BRIEF: The entries below contain a line with "After switching the" and a line with "- set minimum table width". Quote exactly those two lines and all lines between them.

Data items:
##############################
PR #1429, opened 2021-06-14
RD-674 Fixed executions widget crash when graph displaying widget exits maximized state

kubama:
In order to fix the issue properly I had to switch the executions table layout from auto to fixed. This is because the graph component requires its width and height to be set with fixed values. These should be set according to its parent size, but for auto layout its the content that drives columns width, so it didn't work properly.

After switching the layout a number of issues occurred as non-breaking table content no longer caused the table to stretch. In order to mitigate the issues I did the following:
- set fixed width for constant width columns (id, actions)
- set word breaking rules for all cells with variable length content (blueprint id, deployment, workflow, creator)
- set minimum table width
- set all percentage width columns to always sum to at least 100% regardless of which columns are actually displayed - this is required as if the columns widths sum up to less than 100% then the fixed width columns (id, actions) are getting stretched, which is not desired

Original look of executions widget as seen on the dashboard page:
image

After the change:
image

In both cases 4 rows are visible, but after the change there is no scrollbar and all columns are visible. Having non-breakable words broken is not ideal, but I consider it a good trade-off in terms if usability.

Original look of executions widget as seen in the deployments view widget:
image

After the change:
image

In this case the Status column went out of the view. On the other hand the row is lower (more rows will fit on the screen) and date columns are easier to read. In this case I consider the change neutral - IMHO pros and cons are balanced.


widgets/executions/src/ExecutionsTable.tsx
```diff
@@ -181,7 +181,7 @@ export default class ExecutionsTable extends React.Component {
                     className="executionsTable"
                     noDataMessage={NO_DATA_MESSAGE}
                 >
-                    <DataTable.Column label="" width="1%" />
+                    <DataTable.Column label="" width="43px" />
```
Gelio, line 184: Are these width changes relevant to the fix? I'm asking out of curiosity

widgets/executions/src/tasksGraph/ExecutionWorkflowGraph.tsx
```diff
@@ -41,9 +41,12 @@ export default function ExecutionWorkflowGraph({ containerHeight, selectedExecut
 
     const timer = useRef(null);
     const cancelablePromise = useRef(null);
-    const wrapper = useRef();
     const modal = useRef();
 
+    const wrapper = useRef();
+    const [wrapperWidth, setWrapperWidth] = useState();
```
Gelio, line 47: Minor:

Since this is a TS file, consider writing valid TS to make the migration easier :slightly_smiling_face: 

```suggestion
    const [wrapperWidth, setWrapperWidth] = useState<number>(null);
```

or something else :smile: 

Same for the `wrapper` above (probably we want to use `HTMLElement`)

widgets/executions/src/tasksGraph/ExecutionWorkflowGraph.tsx
```diff
@@ -41,9 +41,12 @@ export default function ExecutionWorkflowGraph({ containerHeight, selectedExecut
...
+    const wrapperResizeObserver = useRef(new ResizeObserver(() => setWrapperWidth(wrapper.current?.offsetWidth)));
```
Gelio, line 48: This looks like a perfect use-case for `useMemo` with an empty dependency array to cache the value indefinitely :slightly_smiling_face:

widgets/executions/src/tasksGraph/ExecutionWorkflowGraph.tsx
```diff
@@ -96,6 +99,15 @@ export default function ExecutionWorkflowGraph({ containerHeight, selectedExecut
...
     }, [selectedExecution.id]);
 
+    useEffect(() => {
+        const wrapperRef = wrapper.current;
+        if (wrapperRef) {
+            wrapperResizeObserver.current.observe(wrapperRef);
+            return () => wrapperResizeObserver.current.unobserve(wrapperRef);
+        }
+        return undefined;
+    }, [wrapper.current]);
```
Gelio, line 109: Optional:

How about extracting this code along with declaring `wrapperResizeObserver` to a separate hook to encapsulate the logic, name it, and make the component shorter?

widgets/executions/src/tasksGraph/ExecutionWorkflowGraph.tsx
```diff
@@ -96,6 +99,15 @@ export default function ExecutionWorkflowGraph({ containerHeight, selectedExecut
         return stopPolling;
     }, [selectedExecution.id]);
 
+    useEffect(() => {
+        const wrapperRef = wrapper.current;
+        if (wrapperRef) {
```
Gelio, line 104: Minor, nitpick:

Doing an early return saves us indentation on the main logic:

```ts
if (!wrapperRef) {
  return;
}

// main logic is indented less
```

widgets/executions/src/tasksGraph/ExecutionWorkflowGraph.tsx
Gelio, line 47: I assume that we don't use `wrapperWidth` deliberately. If that's the case, I suggest:

1. Prefixing it with `_` (`_wrapperWidth`
2. Adding an explanation comment why it's done that way (I imagine it is to cause the component to rerender)

Gelio (commented):
I've only reviewed the code in terms of quality. It would be nice to have some video/screenshot of the new UI since the widths changed, and also an explanation what the problem was :slightly_smiling_face: That would make the review much faster for me as I would not have to dive deep to understand the problem myself

widgets/executions/src/tasksGraph/ExecutionWorkflowGraph.tsx
```diff
@@ -234,7 +246,7 @@ export default function ExecutionWorkflowGraph({ containerHeight, selectedExecut
 
             {graphData && (
                 <div ref={wrapper} style={{ position: 'relative' }}>
-                    {renderGraph(Math.max(0, getContainerWidth() - 1), containerHeight, position, setPosition)}
+                    {renderGraph(Math.max(0, getContainerWidth()), containerHeight, position, setPosition)}
```
Gelio, line 249: This `Math.max` is probably not necessary now, since the offset is always >= 0 :slightly_smiling_face:

widgets/executions/src/ExecutionsTable.tsx
kubama: Yes, as the table layout changed from auto to fixed.

widgets/executions/src/tasksGraph/ExecutionWorkflowGraph.tsx
kubama: Would there be any benefit over `useRef`?

qooban:
I see @Gelio did a review, so I think I'll leave that for you both to finalize this PR and do not review it by myself (that's due to lack of time).

widgets/executions/src/tasksGraph/ExecutionWorkflowGraph.tsx
Gelio: We would not create unnecessary `ResizeObserver`s on each render :slightly_smiling_face:

kubama: With `useMemo` we would create new function instance on each render instead, right? I don't think it would be considerably cheaper, if at all.

widgets/executions/src/tasksGraph/ExecutionWorkflowGraph.tsx
kubama: Done

widgets/executions/src/tasksGraph/ExecutionWorkflowGraph.tsx
kubama: Done

widgets/executions/src/tasksGraph/ExecutionWorkflowGraph.tsx
kubama: Done

widgets/executions/src/tasksGraph/ExecutionWorkflowGraph.tsx
kubama: Right, removed

kubama:
@Gelio I applied most of your suggestions. However, looks like I need to rethink changing the table layout to fixed, as it's causing layout issues when the widget is narrow, for example when nested in deployments view widget.

widgets/executions/src/tasksGraph/ExecutionWorkflowGraph.tsx
Gelio: Yup, we are creating new functions very often and that seems to be cheap. I am not sure about the cost of instantiating new observers on each render. I don't have hard data, my hunch is that there could be a difference, as it's not as common as functions, but w/e.

The other aspect that I believe is worth here is readability - IMO this is the exact use-case for `useMemo`, as we don't need to change the `.current` anywhere from the component, we just want a value that does not change for the lifetime of the component, kind of like a property initialized in the constructor. Personally, `useMemo` sounds like a more fitting function in this case that conveys more meaning about the intent. `useRef` would be fine to me if we mutated `current`

Since we don't have an agreement, I'll ask a third person to say what they prefer :smile: @qooban, would you see `useRef` or `useMemo` as more fitting in this case?

widgets/executions/src/tasksGraph/ExecutionWorkflowGraph.tsx
```diff
@@ -122,17 +112,13 @@ export default function ExecutionWorkflowGraph({ containerHeight, selectedExecut
...
-    }
-
     function getModalWidth() {
         return _.get(modal.current, 'offsetWidth', 0);
     }
 
     function fitToView() {
         const { width: graphWidth, height: graphHeight } = graphData;
-        const width = isMaximized ? getModalWidth() : Math.max(0, getContainerWidth() - 1);
+        const width = isMaximized ? getModalWidth() : Math.max(0, getWrapperWidth() - 1);
```
Gelio, line 121: Hmm... should we be using `Math.max` and subtracting 0 here too? Just wondering, as it looks similar to the code you removed earlier

Gelio (commented):
The code looks good to me ATM, but looks like you want to do some more experimenting, so I'll leave it without approval yet.

Also, I did not see any changes to the description and I would appreciate if you did fill in the description as I suggested in my previous review summary :slightly_smiling_face: Or at least not leave that main comment unanswered

kubama:
@Gelio Please see the description provided

widgets/executions/src/tasksGraph/ExecutionWorkflowGraph.tsx
kubama: Actually I'm convinced by your points - changed.

widgets/executions/src/tasksGraph/ExecutionWorkflowGraph.tsx
kubama: I tested it without Math.max - works perfectly fine, I committed the change.

widgets/executions/src/tasksGraph/ExecutionWorkflowGraph.tsx
qooban: Yeah, using `useMemo` in this case seems reasonable.
I see you have an agreement, so great 👍🏻

Gelio: Yup, I'm glad :+1:

widgets/executions/src/ExecutionsTable.tsx
```diff
@@ -181,58 +181,58 @@ export default class ExecutionsTable extends React.Component {
...
                     <DataTable.Column
                         label="Blueprint"
                         name="blueprint_id"
-                        width="15%"
+                        width="150%"
```
Gelio, line 188: I'm curious, as this does not look normal with columns having > 100% width. I see it still works fine on the screenshots. I have not worked much with styling tables before, so I gotta say - is this a common practice? How does it work that it still renders fine?

widgets/executions/widget.css
```diff
@@ -11,6 +11,11 @@
     left: unset !important;
 }
 
+.executionsTable {
+    table-layout: fixed;
+    min-width: 860px;
```
Gelio, line 16: Minor:

I removed the `min-width` and could not reproduce the bug. This leads me to believe that maybe we do not need it. Did you try without this property?

This way we can get away without a horizontal scrollbar in Deployments View:
image

However, I see that in this case the table headers are overlapping :worried:

Gelio (approved):
Thanks for a very thorough description :+1: It clarifies things that I would not think about :smile: 

Looks good, I have just added 2 comments to get clarification :smile:

widgets/executions/src/ExecutionsTable.tsx
kubama: I'm not sure if it's a common practice, but it's not something out of spec. For sure it would be nicer to have the widths to sum up to 100%, but since individual columns can be shown or hidden it would require some complex calculations depending on which columns are displayed and which are not. This approach eliminates the need for such logic.

Gelio: I see. So, this works similarly to the `flex-grow` property, meaning that all the widths are summed up by the browser and the actual width of this column will be a weighted average (`150% / sum of all %`)?

kubama: Looks like this is the case.

Gelio: Thanks for the answers :+1:

widgets/executions/widget.css
kubama: Yes, I set the min-width only to ensure headers are not overlapping. However, if you think it's worth trying to get rid of the scrollbars we could set it to a lower value and try one of the following:
- set the Attributes column to be wider (not perfect as it would be wider also when the whole table is wider)
- set the Attributes column a fixed width (looking at the code it looks like it can contain only at most two icons, so maybe it could be aligned to that)
- add overflow hidden and text-overflow ellipsis - it would then look like this: 
image

Gelio: Good ideas :+1: The third option speaks best to me :smile: Although I would also suggest adding tooltips/`title`s to those columns so it's clear on hover :slightly_smiling_face: 

This can be done in a separate PR to not prolong this one, though.

Aside from that, I don't really mind the table having the scrollbar, there's little we can do to fit it with limited width. 

However, we could also document why the `min-width` is there - it looks surprising to me and I probably won't remember it after some time :slightly_smiling_face:

kubama: OK, I added comment on `min-width`. I'm not planning any more changes in this PR - please review.

Gelio: Sounds good :+1:

Gelio (approved):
##############################
RESPONSE BELOW:
After switching the layout a number of issues occurred as non-breaking table content no longer caused the table to stretch. In order to mitigate the issues I did the following:
- set fixed width for constant width columns (id, actions)
- set word breaking rules for all cells with variable length content (blueprint id, deployment, workflow, creator)
- set minimum table width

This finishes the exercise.